● **Task directions**
Return all the lines below in which the string "result" appears.

[Records from a data source]
Issue #4935, opened 2017-12-16
[Sources] Use Immutable records


jasonLaster:
It would be great to explore immutable [records][r1] with the Source I.Map. 

Benefits:
+ we can do `source.id` instead of `source.get("id")`
+ we can potentially drop the `SourceRecord` Flow type from a lot of places
+ Our utils don't have to worry if they're getting an Immutable object or PoJo

I've learned so far that Records are a bit different:
+ They always have all the fields (with a default). this is a good thing
+ Not sure if they destructure well i.e. `const newSource = {...source, {url: "foo"}}`
+ Not sure if they will serialize automatically passed to a worker.task call
+ Not sure if we should pass Records to reducers, e.g. when updating a source... Perhaps the substitute here is that we just pass the source id and new fields

Here's a [branch][b] i created for hacking on it. Already lots of passing tests :confetti_ball: 

https://medium.com/azendoo-team/immutable-record-react-redux-99f389ed676

[r1]: https://gist.github.com/jareware/5f492d47fae45d577e922c431c267c67
[b]:https://github.com/devtools-html/debugger.html/compare/master...jasonLaster:immutable-records?expand=1

DavideDeCenzo:
I've read the articles https://medium.com/azendoo-team/immutable-record-react-redux-99f389ed676 and  https://gist.github.com/jareware/5f492d47fae45d577e922c431c267c67  . From what I read records should destructure well also  on https://facebook.github.io/immutable-js/docs/#/Record They said Records use a custom internal rapresentation for serialization But I think it's not very exhaustive.  I've looked in your branch and I've seen the SourceRecordClass and source.id instead of source.get("id") I guess. Now what should I do? @jasonLaster

jasonLaster:
Thanks @DavideDeCenzo. haha - make it work :)

I didnt spend too much time on it, so i'm sure it's broken in a couple of ways, but hopefully it's not too bad

Also, it could use a rebase!

PR #5389, opened 2018-02-12
[Sources] Use Immutable records

DavideDeCenzo:
Associated Issue: #4935

Here's the Pull Request Doc

Feel free to improve it!

### DIFF
--- a/src/reducers/sources.js
+++ b/src/reducers/sources.js
@@ -47,6 +47,19 @@ export function initialSourcesState(): Record<SourcesState> {
   )();
 }
 
+export const SourceRecordClass = new I.Record({
+  id: undefined,
+  url: undefined,
+  sourceMapURL: undefined,
+  isBlackBoxed: false,
+  isPrettyPrinted: false,
+  isWasm: false,
+  text: undefined,
+  contentType: "",
+  error: undefined,
+  loadedState: "unloaded"
+});
+
 function update(
   state: Record<SourcesState> = initialSourcesState(),
   action: Action
@@ -60,7 +73,8 @@ function update(
     }
 
     case "ADD_SOURCE": {
-      return updateSource(state, action.source);
+      const source = action.source;
+      return updateSource(state, source);
     }
 
     case "ADD_SOURCES": {
@@ -133,7 +147,7 @@ function update(
 
     case "NAVIGATE":
       const source = getSelectedSource({ sources: state });
-      const url = source && source.get("url");
+      const url = source && source.url;
 
       if (!url) {
         return initialSourcesState();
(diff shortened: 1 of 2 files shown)


src/reducers/sources.js
```diff
@@ -324,7 +343,9 @@ function getSourceByUrlInSources(sources: SourcesMap, url: string) {
     return null;
   }
 
-  return sources.find(source => source.get("url") === url);
+  return sources.find(source => {
+    return source.get("url") === url;
```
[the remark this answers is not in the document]
darkwing: Do you happen to know which?  Travis says everything is all good :)

Also, can we do:

sources.find(source => source.get("url") === url);

DavideDeCenzo:
I get these errors If I put `` source.url == url `` 

testsfailed

darkwing:
Wow, you're right; `source.get("url")` returns a URL while `source.url` return `undefined`

DavideDeCenzo:
I've done some logs and I discovered that even the source in the function getPrettySource with `source.url` that I put returns an undefined. Actually It returns an URL with  `source.get("url").`It's strange because the tests are all passed.

sourcesundefined

sourceundefined2

mapvalue

src/reducers/sources.js
```diff
@@ -174,8 +188,13 @@ function updateSource(state: Record<SourcesState>, source: Source | Object) {
...
     return state;
   }
+  const existingSource = state.getIn(["sources", source.id]);
 
-  return state.mergeIn(["sources", source.id], source);
+  if (existingSource) {
+    const updatedSource = existingSource.merge(source);
+    return state.setIn(["sources", source.id], updatedSource);
+  }
+  return state.mergeIn(["sources", source.id], new SourceRecordClass(source));
```
giatorta: this converts the new Record into a Map, see this [immutable bug](https://github.com/facebook/immutable-js/issues/975). This causes the failures to retrieve attributes without using `get()`.

jasonLaster: Thanks! is there a good work around?

jasonLaster:
I think this PR has kinda gone out of scope. @DavideDeCenzo how do you feel about picking up something else while we try and figureout immutable.js!

src/reducers/sources.js
giatorta: hey @jasonLaster... I changed `state.mergeIn()` in L197 to:
`state.setIn(["sources", source.id], new SourceRecordClass(source);`
and every `source.get("x")` with `source.x` and all tests now pass! I think @DavideDeCenzo may try to finalize it

jasonLaster: oh thanks. that's promising.  Re-opening

DavideDeCenzo:
Thanks @giatorta Now It works!

DavideDeCenzo:
@jasonLaster Now it should be better  , the tests are passed also

jasonLaster:
We're in! Great job @DavideDeCenzo

PR #5390, opened 2018-02-12
Fix previewing a file w/ no functions

jasonLaster:
### Summary of Changes

- Previously we assumed files would always have one function if we wanted to preview them.
- now we check for atleast one identifier, which is more general.

### DIFF
--- a/src/test/mochitest/browser.ini
+++ b/src/test/mochitest/browser.ini
@@ -72,6 +72,7 @@ support-files =
   examples/doc-debugger-statements.html
   examples/doc-minified.html
   examples/doc-minified2.html
+  examples/doc-on-load.html
   examples/doc-sourcemaps.html
   examples/doc-sourcemaps2.html
   examples/doc-sourcemaps3.html
@@ -87,6 +88,7 @@ support-files =
   examples/long.js
   examples/math.min.js
   examples/nested/nested-source.js
+  examples/top-level.js
   examples/opts.js
   examples/output.js
   examples/simple1.js
@@ -137,6 +139,8 @@ skip-if = os == "win"
 [browser_dbg-pretty-print-console.js]
 [browser_dbg-pretty-print-paused.js]
 [browser_dbg-preview.js]
+skip-if = os == "win"
+[browser_dbg-preview-module.js]
 skip-if = os == "win"
 [browser_dbg-preview-source-maps.js]
 skip-if = os == "win"
--- a/src/test/mochitest/browser_dbg-preview-module.js
+++ b/src/test/mochitest/browser_dbg-preview-module.js
@@ -1,28 +1,27 @@
 /* Any copyright is dedicated to the Public Domain.
  * http://creativecommons.org/publicdomain/zero/1.0/ */
 
-// Test hovering on an object, which will show a popup and on a
-// simple value, which will show a tooltip.
+// Test hovering in a script that is paused on load
+// and doesn't have functions.
 add_task(async function() {
   const dbg = await initDebugger("doc-scripts.html");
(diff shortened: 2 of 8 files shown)


nchevobbe:
could we add a test to prevent regressing this ?

src/test/mochitest/browser.ini
```diff
@@ -138,6 +140,8 @@ skip-if = os == "win"
 [browser_dbg-pretty-print-paused.js]
 [browser_dbg-preview.js]
 skip-if = os == "win"
+[browser_dbg-preview-module.js]
+skip-if = os == "win"
```
nchevobbe: why do we skip on windows ?

src/test/mochitest/browser_dbg-preview-module.js
```diff
@@ -0,0 +1,27 @@
...
+
+// Test hovering in a script that is paused on load
+// and doesn't have functions.
+add_task(async function() {
+  const dbg = await initDebugger("doc-scripts.html");
+  const { selectors: { getSelectedSource }, getState } = dbg;
+
+  navigate(dbg, "doc-on-load.html")
+
+  await waitForPaused(dbg);
```
nchevobbe: could you add a comment to say that the test page has a debugger statement that will pause the debugger, hence the waitForPaused here ?

src/test/mochitest/browser_dbg-preview-module.js
```diff
@@ -0,0 +1,27 @@
...
+
+  const popupPreviewed = waitForDispatch(dbg, "SET_PREVIEW");
+  hoverAtPos(dbg, { line: 1, ch: 6 });
+  await popupPreviewed;
+  await assertPopup(dbg, { field: "foo", value: "1", expression: "obj" });
+  await assertPopup(dbg, { field: "bar", value: "2", expression: "obj" });
+
+  // hover over an empty position
```
nchevobbe: I suspect this is done to hide the tooltip ? Would you mind adding a comment or an info call to explain that ?

src/test/mochitest/head.js
```diff
@@ -1084,6 +1084,47 @@ function getCM(dbg) {
   return el.CodeMirror;
 }
 
+
+function getCoordsFromPosition(cm, { line, ch }) {
+  return cm.charCoords({ line: ~~line, ch: ~~ch });
```
nchevobbe: I had to lookup this :) So this is done to have a Math.floor, do we ever trigger this with floating numbers ?

src/test/mochitest/head.js
```diff
@@ -1084,6 +1084,47 @@ function getCM(dbg) {
...
+  const previewEl = await waitForElement(dbg, "tooltip");
+  is(previewEl.innerText, result, "Preview text shown to user");
+
+  const preview = dbg.selectors.getPreview(dbg.getState());
+  is(`${preview.result}`, result, "Preview.result");
+  is(preview.updating, false, "Preview.updating");
+  is(preview.expression, expression, "Preview.expression");
+}
+
+async function assertPopup(dbg, { field, value, expression }) {
```
nchevobbe: nit: Could this be assertPreviewPopup ? We do have other things that might be seen as "Popup" (like, the Help modal, even if we call it a modal :D )

src/test/mochitest/browser.ini
jasonLaster: windows is weird w/r/t to the mouse events

src/test/mochitest/head.js
jasonLaster: I believe this helped before and it is copy pasta from elsewhere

● **Your solution**
+  is(previewEl.innerText, result, "Preview text shown to user");
+  is(`${preview.result}`, result, "Preview.result");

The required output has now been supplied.